Descriptions of images from left to right, top to bottom:

A. This photo was taken at the First Latin American Lonergan Workshop, Universidad Iberoamericana, Puebla, Mexico, June 16–17, 2011.  In his keynote address for the workshop, McShane quoted from the song “Si te pudiera mentir” (“If I Could Lie to You”) by Marco Antonio Solis:

Estas tardes obscuras me asustan
y no me hace bien
caminar en sentido contrario
a lo que es mi edén.

These dark afternoons frighten me
and it does not help
to walk away from
my paradise (Eden).

B. The title of Æcornomics 6 “I Started a Joke” comes from the Bee Gees’ song with the same title. At the beginning of the essay, McShane quoted the first stanza of the song: “I started a joke / Which started the whole world crying.” In the second paragraph of the essay, he identified 1961 as the beginning of a joke that he started, “built on the previous decade of laughter and sorrow.” McShane was fond of the Bee Gees music and lyrics and cited “Words” in Æcornomics 2 and Æcornomics 4 and “Closer than Close” in Questing2020 B. (Please note that in both the Æcornomics and Questing2020 series there are hyperlinks to essays hosted on an earlier version of this website. All of those essays are now available on this website and can be easily found using the search bar.)

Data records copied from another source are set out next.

PR #7705, opened 2022-11-24
Allow ClusterIP listeners to configure host

ThomasK33:
### Type of change

- Bugfix
- Refactoring

### Description

With the merge of #7365, one can manually expose Kafka in one's preferred way.

When manually configuring ingress TCP configurations, e.g., with Traefik's IngressRouteTCP CRD, one will get confronted with a `No subject alternative DNS name matching` error message.

To fix this, one would have to be able to configure the bootstrap's and brokers' host names, yet this currently is only possible for `Ingress` or `Route` listeners.

(I've also fixed a typo in the error message changing `ot` to `or.`)

### Checklist

- [X] Write tests
- [X] Update documentation
- [X] Check RBAC rights for Kubernetes / OpenShift roles
- [ ] Update CHANGELOG.md

### DIFF
--- a/cluster-operator/src/main/java/io/strimzi/operator/cluster/model/ListenersValidator.java
+++ b/cluster-operator/src/main/java/io/strimzi/operator/cluster/model/ListenersValidator.java
@@ -187,7 +187,7 @@ public class ListenersValidator {
     }
 
     /**
-     * Validates that useServiceDnsDomain is used only with internal type listener
+     * Validates that useServiceDnsDomain is used only with internal or cluster-ip type listener
      *
      * @param errors    List where any found errors will be added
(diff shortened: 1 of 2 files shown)


scholzj (commented):
Thanks for the PR. However, this is not how it should work. If you want to add some additional SANs to the certificates, you can use the `alternativeNames`: https://strimzi.io/docs/operators/latest/full/configuring.html#property-listener-config-altnames-reference

The host field is something what is used for the actual Route or Ingress resource in the `route` or `ingress` listeners.

ThomasK33:
Thanks a lot, Jakub.
Somehow, I completely missed this.

PR #7711, opened 2022-11-25
Update docs and release notes with improved FIPS support

scholzj:
### Type of change

- Documentation

### Description

Thsi PR updates the CHANGELOG and the documentation with the information about the improved FIPS support.

### Checklist

- [x] Update documentation
- [x] Update CHANGELOG.md


documentation/modules/operators/proc-disabling-fips-mode-cluster-operator.adoc
```diff
@@ -0,0 +1,51 @@
+// Module included in the following assemblies:
+//
+// assembly-using-the-cluster-operator.adoc
+
+[id='proc-disabling-fips-mode-cluster-operator-{context}']
+= Disabling FIPS mode
+
+[role="_abstract"]
+If you want, you can also disable the FIPS mode by setting the `FIPS_MODE` environment variable to `disabled` in the deployment configuration for the Cluster Operator.
```
PaulRMellor, line 9:
```suggestion
Strimzi automatically switches to FIPS mode when running on a FIPS-enabled Kubernetes cluster.
Disable FIPS mode by setting the `FIPS_MODE` environment variable to `disabled` in the deployment configuration for the Cluster Operator.
```

documentation/modules/operators/proc-disabling-fips-mode-cluster-operator.adoc
```diff
@@ -0,0 +1,51 @@
...
+With disabled FIPS mode, Strimzi will automatically disable FIPS in the OPenJDK in all components.
```
PaulRMellor, line 10:
```suggestion
With FIPS mode disabled, Strimzi automatically disables FIPS in the OpenJDK for all components.
```

documentation/modules/operators/proc-disabling-fips-mode-cluster-operator.adoc
```diff
@@ -0,0 +1,51 @@
...
+Such Strimzi deployment won't be FIPS compliant, and the Strimzi operators as well as all of its operands will be running in the same way as if they were running on an Kubernetes cluster without FIPS enabled.
```
PaulRMellor, line 11:
```suggestion
With FIPS mode disabled, Strimzi is not FIPS compliant.
The Strimzi operators, as well as all operands, run in the same way as if they were running on an Kubernetes cluster without FIPS enabled.
```

documentation/modules/operators/proc-disabling-fips-mode-cluster-operator.adoc
PaulRMellor: Might be useful to say why you might want to do this?

PaulRMellor (commented):
Great! I wonder if the password constraints should be as a prereq in the procedure

documentation/modules/operators/proc-disabling-fips-mode-cluster-operator.adoc
scholzj: > Might be useful to say why you might want to do this?

To be honest, I do not know. But I want to keep the option _just in case_ and since the doc is already there, though tit might be easiest to keep it 🤷

scholzj:
> Great! I wonder if the password constraints should be as a prereq in the procedure

Thanks for the comments. They should be applied now. The password constraint do not apply to the FIPS disabled mode so I do not think it should be in the procedure.

ppatierno (approved):

PaulRMellor:
> > Great! I wonder if the password constraints should be as a prereq in the procedure
> 
> Thanks for the comments. They should be applied now. The password constraint do not apply to the FIPS disabled mode so I do not think it should be in the procedure.

Thanks @scholzj -  I thought about that suggestion after making it. Didn't make sense considering we're disabling.

PaulRMellor (approved):
:+1:

PR #7732, opened 2022-11-30
Use special disabled operators when some functionality is disabled

scholzj:
### Type of change

- Enhancement / new feature

### Description

Today - in the User Operator - it is possible that some features are disabled. This includes:
* ACL management is disabled when authorization is disabled in the KAfka cluster or when _incompatible_ authorizer is used which does not support the Kafka Admin APi for managing ACLs
* SCRAM-SHA credentials management is disabled in KRaft mode which currently doesn't support SCRAM-SHA authentication

Right now, when these features are disabled, it is handled in the following way:
* The `KafkaUser` custom resources are validated to not use the disabled features and are rejected rigth away if they do
* All calls to the disabled operations are only conditional and are not executed when the feature is disabled. This is needed because for example even if KafkaUser does not specify any ACL rules, we normally check that the user doesn't have any ACL rules set.

Despite this, we create the `ScramCredentialsOperator` and `SimpleAclOperator` as we do when the feature is enabled. They create the Cache and the Batch reconciler, but do not starts them. So they are nto running, but they exist and use some memory.

This PR creates new `DisabledSimpleAclOperator` and `DisabledScramCredentialsOperator` classes. These classes do not have any logic and when any of the methods in them is called they throw `UnsupportedOperationException` error. When the SCRAM-SHA or ACLs are not supported, these classes are created instead of the `ScramCredentialsOperator` and `SimpleAclOperator` classes to be more efficient. But it should also help to detect any bugs in the handling of the disabled features because if they are somewhere called by mistake, the exceptions will be visible in the logs.

Other alternative I considered  wasto have these _dummy_ classes always return succeeded futures without doing anything. This might have helped us to eliminate the conditional logic when the operators should or should not be called (see for example [here](https://github.com/strimzi/strimzi-kafka-operator/blob/0c1f7ef79aed58d257421dd430598b16c75acff8/user-operator/src/main/java/io/strimzi/operator/user/operator/KafkaUserOperator.java#L197-L199)). But it would make it harder to see if they are somewhere called by mistake. So at the end, I decided to implement the solution where they throw the exceptions.

### Checklist

### DIFF
--- a/user-operator/src/main/java/io/strimzi/operator/user/Main.java
+++ b/user-operator/src/main/java/io/strimzi/operator/user/Main.java
@@ -22,6 +22,8 @@ import io.strimzi.operator.common.MetricsProvider;
 import io.strimzi.operator.common.MicrometerMetricsProvider;
 import io.strimzi.operator.common.OperatorKubernetesClientBuilder;
 import io.strimzi.operator.common.Util;
+import io.strimzi.operator.user.operator.DisabledScramCredentialsOperator;
+import io.strimzi.operator.user.operator.DisabledSimpleAclOperator;
 import io.strimzi.operator.user.operator.KafkaUserOperator;
 import io.strimzi.operator.user.operator.QuotasOperator;
 import io.strimzi.operator.user.operator.ScramCredentialsOperator;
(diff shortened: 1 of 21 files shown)


tombentley (approved):
This seems a reasonable approach to me. Have you tested that the exception does get logged?

scholzj:
@tombentley Thanks. Yes, it is logged. It fails the reconciliation. I added a test for it as well.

C. McShane included this image of painters at the Last Supper in a one-page handout he prepared for “Cultivating Categorial Characters,” the Second West Dublin Conference, Nova Scotia, Canada, August 14–18, 2000. Underneath the “Frankly” quotation, he added in handwriting: “And how many Howard Cosells are needed in the game of grace?” Howard William Cosell (1918–1995) was an American sports journalist, broadcaster and author.

D. This is a mock-up of one of three proposed covers for Economics for Everyone, 3rd edition (2017). McShane did not have anything personal against Trump, and even posed the challenge to “think him through and true” (Seeding the Positive Anthropocene, p. 27). On November 10th, 2016, the day after Trump surprisingly won the US presidential election, McShane made various modifications to the manuscript of Profit: The Stupid View of President Hilary Clinton. The revised book was available for purchase within a few days. In February 2017, an interview with the author was requested for a press release.

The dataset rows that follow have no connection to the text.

PR #7734, opened 2022-11-30
add log for troubleshooting when init admin client error

showuon:
### Type of change

- Bugfix

### Description

When initAdminClient got error, we'll force restarting pods. But we didn't log any exception while the error happened, which will be difficult to identify the reason why we didn't successfully create admin client. Log it in this PR when exception thrown.

### Checklist

- [ ] Write tests
- [ ] Update documentation
- [ ] Update CHANGELOG.md

### DIFF
--- a/cluster-operator/src/main/java/io/strimzi/operator/cluster/operator/resource/KafkaRoller.java
+++ b/cluster-operator/src/main/java/io/strimzi/operator/cluster/operator/resource/KafkaRoller.java
@@ -179,6 +179,7 @@ public class KafkaRoller {
             try {
                 this.allClient = adminClient(IntStream.range(0, podList.size()).boxed().collect(Collectors.toList()), false);
             } catch (ForceableProblem | FatalProblem e) {
+                LOGGER.warnCr(reconciliation, "Failed to create adminClient.", e);
                 return false;
             }
         }


cluster-operator/src/main/java/io/strimzi/operator/cluster/operator/resource/KafkaRoller.java
```diff
@@ -179,6 +179,7 @@ private boolean initAdminClient() {
             try {
                 this.allClient = adminClient(IntStream.range(0, podList.size()).boxed().collect(Collectors.toList()), false);
             } catch (ForceableProblem | FatalProblem e) {
+                LOGGER.infoCr(reconciliation, "Failed to create adminClient.", e);
```
scholzj, line 182: Should it be logged as a warning message if it as an error which we do not expect to happen?

scholzj (commented):
Thaks for the PR. I like the idea of logging it ... but should it be a warning message?

scholzj:
Also, can you please fix the DCO sign-off? The instructions should be under the _Details_ link next to the DCO status in the PR's status section

cluster-operator/src/main/java/io/strimzi/operator/cluster/operator/resource/KafkaRoller.java
showuon: OK, updated. Thanks.

tombentley (approved):

scholzj:
Thanks for the PR @showuon

PR #7740, opened 2022-12-01
Fix "container not found" error when trying to get strimzi.properties from crashing kafka/zk pods.

fvaleri:
I'm also moving the log collection at the end because it takes longer than the others and if there is any issue you would still get the other data.


scholzj (approved):

ppatierno (approved):

scholzj:
Thanks for the PR @fvaleri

E. This image appears at the end of chapter 15 “Horizons” in Introducing Critical Thinking. A number of times McShane thought he had reached a decent finish line as a writer, but within days the finish line “moved away.” (See, for example, the description of the essay series Public Challenging Method Board). In various essays, McShane quoted Eric Voegelin on the challenge of making a beginning: “Where does the Beginning Begin? As I am putting down these words on an empty page I have begun to write a sentence that, when it is finished, will be the beginning of a chapter on certain problems of Beginning.” In Search of Order, Vol. 5, Louisiana State University Press, Baton Rouge, 1987, p. 13.

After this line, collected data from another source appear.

PR #7751, opened 2022-12-04
Use shared executor for async operations using the KAfka Admin API and Kubernetes API

### LINKED ISSUE #7611: Use custom executor for async operations in User Operator instead of using JVMs default
As discussed in https://github.com/strimzi/strimzi-kafka-operator/pull/7583#discussion_r1019406901 - the redesigned User Operator is currently running the async calls on the JVM's default thread pool. It might be better to use our own thread pool / executor for it.

scholzj:
### Type of change

- Enhancement / new feature

### Description

Currently, the User Operator makes different `handleAsync` calls when using the Kubernetes or Kafka Admin APIs during the user reconciliations. These are in the `KafkaUserOperator` class and in the Admin API Operators used by it. Right now, these calls are using the JVM's default thread pool.

This PR creates a new shared thread pool executor for these operations. By default, it uses 4 threads. If needed, the pool size is user configurable to tune it for the best performance.

This should close #7611 

### Checklist

- [x] Update documentation

### DIFF
--- a/user-operator/src/main/java/io/strimzi/operator/user/Main.java
+++ b/user-operator/src/main/java/io/strimzi/operator/user/Main.java
@@ -33,6 +33,8 @@ import org.apache.logging.log4j.LogManager;
 import org.apache.logging.log4j.Logger;
 
 import java.security.Security;
+import java.util.concurrent.ExecutorService;
+import java.util.concurrent.Executors;
 
 /**
  * The main class of the Strimzi User Operator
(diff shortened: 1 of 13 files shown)


user-operator/src/main/java/io/strimzi/operator/user/Main.java
```diff
@@ -70,13 +72,15 @@ public static void main(String[] args) {
         UserOperatorConfig config = UserOperatorConfig.fromMap(System.getenv());
         KubernetesClient client = new OperatorKubernetesClientBuilder("strimzi-user-operator", Main.class.getPackage().getImplementationVersion()).build();
         Admin adminClient = createAdminClient(config, client, new DefaultAdminClientProvider());
+        ExecutorService kafkaUserOperatorExecutor = Executors.newFixedThreadPool(config.getUserOperationsThreadPoolSize(), r -> new Thread(r, "operator-thread-pool"));
```
tombentley, line 75: Doesn't this mean all the threads will have the same name? IF so, that could result in some confusing logs. Better to use names which are more likely to be unique (e.g. using an `AtomicInteger` to generate a more unique name on thread creation.

tombentley (approved):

F. This photo was taken at the Vancouver Lonergan Conference at the University of British Columbia, July 5–9, 2010. McShane gave morning lectures on economics and the eight functional specialties. Afternoon sessions consisted of presentations on papers that had been pre-submitted to the conference participants. Twenty-five people from various countries and backgrounds participated in the conference.